Davenport City Council hears report on casino panel’s bylaws

2012-11-08T04:00:00Z 2012-11-08T05:35:50Z Davenport City Council hears report on casino panel’s bylawsKurt Allemeier The Quad-City Times
November 08, 2012 4:00 am  • 

The seven-member board that will oversee operations of a city-owned casino will include city staff, an alderman and four community members, the Davenport City Council heard Wednesday.

Alderman heard a brief report on the bylaws of the Davenport Community Improvement Corporation they will vote on next week. The city staff members who would have permanent seats on the board are the city administrator and police chief. The alderman, appointed by the city council, would serve a two-year term.

The community members and the alderman would be paid $12,000 a year. City staff won’t be compensated.

Mayor Bill Gluba will appoint the four community members with city council approval.

“The idea here is to get people on the board who are good leaders with business acumen to run this like a business,” city attorney Tom Warner said.

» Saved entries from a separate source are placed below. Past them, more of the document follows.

Issue #929, opened 2026-09-19
Test state restore leaves a watchdog thread running across suites


naftaly:
A watchdog thread started by one test suite keeps running through later suites, where it detects a hang, suspends every thread and writes a report in the middle of unrelated tests.

`kscm_testcode_restoreState` re-enables whatever was enabled when the state was saved:

```c
if (saved->enabled[i] && api != NULL && !api->isEnabled(api->context)) {
    if (api->init != NULL) {
        api->init(&g_exceptionCallbacks, api->context);
    }
    api->setEnabled(true, api->context);
}
```

For the watchdog that spawns a fresh thread, and nothing disables it afterwards, so it outlives the suite that created it. A TSan run on #919 caught one in the act: thread T62 was created in `KSCrashMonitor_NSException_Tests tearDown` and was still running during `KSCrashMonitor_Resource_Tests`, where its timer reached `populateReportForCurrentHang` and suspended the whole process.

```
Thread T62 created by main thread at:
    #1 watchdog_create KSCrashMonitor_Watchdog.c:645
    #2 setEnabled KSCrashMonitor_Watchdog.c:739
    #3 kscm_testcode_restoreState KSCrashMonitor.c:603
    #4 -[KSCrashMonitor_NSException_Tests tearDown]
```

Suspending every thread partway through another suite is enough on its own to make unrelated tests fail or hang, and it makes sanitizer output hard to trust, since a report can be blamed on whichever test happened to be running.

`setEnabled(false)` does stop the thread properly (it calls `CFRunLoopStop` and waits on `threadExitSemaphore`), so this is about who takes responsibility for disabling it rather than about the watchdog's own teardown.

This is the same shape as the thread cache leaving its queue-name flag on for the rest of the bundle: process-global monitor state set up by one suite and never unwound.

Issue #926, opened 2026-09-17
Test-only env var lookups run in release builds on every resource update


kstenerud:
`applyResourceTestOverrides` runs seven `getenv` calls on every `resourceUpdate`, inside `g_resourceLock`, in release builds:

```c
/** Update the mmap'd struct under lock, then re-apply any test overrides. */
static void resourceUpdate(void (^block)(KSCrash_ResourceData *res))
{
    if (!block) return;
    os_unfair_lock_lock(&g_resourceLock);
    if (g_resource) {
        block(g_resource);
        applyResourceTestOverrides(g_resource);
    }
    os_unfair_lock_unlock(&g_resourceLock);
}
```

Only the integration tests ever set these variables. In production every call scans the whole environment and finds nothing.

There are nine `resourceUpdate` call sites, and #905 made the memory observer fire more often, so this runs more than it used to.

A `#if DEBUG` guard does not work, since the integration tests are the only thing setting these and they build release.

Caching the lookups once would keep the override capability and drop the per-update cost. The tests set the variables at process launch, so reading them once is enough.

PR #934, opened 2026-09-19
Stop arming the hang monitor for the whole test bundle

naftaly:
Every test target links into one test bundle, so the package shares a single install, and `TestInstall` configured it with `.hangs`. The hang monitor is process-global, so it stayed armed for the whole run, and any test that stalled the main thread past its threshold could have every thread suspended and a report written for it in whatever unrelated suite was running.

The install now selects no detectors, written explicitly because the default set includes hangs and simply dropping the line would leave it armed. `HangEventsTests` arms the monitor for its own tests instead, the same way the ObjC watchdog suite does, with handler callbacks that record nothing so events still publish but no report is written.

Fixes #929, which originally blamed `kscm_testcode_restoreState`. That was a symptom: it re-enabled a flag that was already set, and the monitor was armed before the suite named in the trace ever ran.

A second commit clears three pre-existing compile warnings in the test targets, since they were surfacing on this PR's builds: an `AsyncStream` iterator mutated inside an escaping sendable closure (an error under the Swift 6 language mode), an `XCTSkip` leaving the rest of a test body unreachable, and an unused `XCTUnwrap` binding.


kstenerud:
Good fix, and the regression test pins it.

**`hangtest_arm` mutates the environment from the main thread while a background thread reads it**

`setenv` and `unsetenv` in arm/disarm race the `getenv` calls in `applyResourceTestOverrides`, which runs inside `resourceUpdate` on the memory tracker's heartbeat queue for the life of the bundle.

`config.monitors = []` does not stop that: `KSCrashMonitorTypeResource` is in `KSCrashMonitorTypeRequired`, so every test install arms the Resource monitor and its observers.

Apple's `setenv` can reallocate `environ`, so a concurrent `getenv` walks freed memory. TSan will not flag it, the access is inside libc.

Test-only, but it is the same bundle-wide nondeterminism this PR is removing, arriving through a different global.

By comparison, the Dubuque Racing Association, which oversees the city-owned Mystique casino, has a 21-member board that includes three members of the Dubuque City Council, the mayor, city manager and a member of the Dubuque County Board of Supervisors. The rest of the board are community members from Dubuque and the surrounding area. The board appointments aren’t compensated.

For the Davenport Community Improvement Corporation, two community members would serve two-year terms and the other two would serve three-year terms initially so that appointments would be alternating. Community board members would serve three-year terms moving forward.

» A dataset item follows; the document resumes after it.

PR #936, opened 2026-09-19
Clear the compile warnings in the test targets

naftaly:
Three separate warnings in the test targets, none of them new.

The hang event tests captured an `AsyncStream` iterator in the escaping, sendable closure they hand to `withTimeout`, and mutated it there, which is an error under the Swift 6 language mode. The iterator now lives inside the closure, which is what the third test in that same file already did. Nothing about the timing changes, since a stream subscribes when it is made rather than when it is iterated, so both are still subscribed before the blocker runs.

City staff other than the city administrator and police chief can be appointed after the board’s first three years of existence.

The Riverboat Development Authority, which holds the Davenport gaming license, will be allowed to appoint two members of the board after the initial two- and three-year board terms.

Gluba said the council has received applications and interviewed candidates, so that appointees could be announced late next week.

For the most part, aldermen were pleased with the bylaws, though Alderman Mike Matson, 8th Ward, said he was concerned about the compensation of the board would receive.

Matson voted against the first step toward purchasing the casino and is currently the subject of an investigation into whether he impersonated a public official by allegedly sending emails about the casino to television station KWQC in the names of other aldermen.

Next week’s city council meeting will be moved from Wednesday to Thursday because a city contingent is going to make a presentation to the Iowa Racing and Gaming Commission in Johnston. The city council meeting will be at the regular time of 5:30 p.m.

Aldermen also heard a report on hiring of an architecture firm for the renovation of downtown’s central fire station. Central Fire Station opened in 1902, with additions in 1940 and 1951.

Chief Lynn Washburn reported the project costs at $15.2 million, including construction costs of $9.4 million and land acquisition of $3.8 million. Actual work on the project wouldn’t begin until 2014, with design work starting this spring along with land acquisition, demolition and abatement.

Galante Architecture Studio, of Cambridge, Mass., will be paid $996,400 for design of the project. City officials spoke to the company about partnering with Quad-City firms and Galante has brought on KJWW Engineering, Downing Architects and Missman Engineering, Washburn said.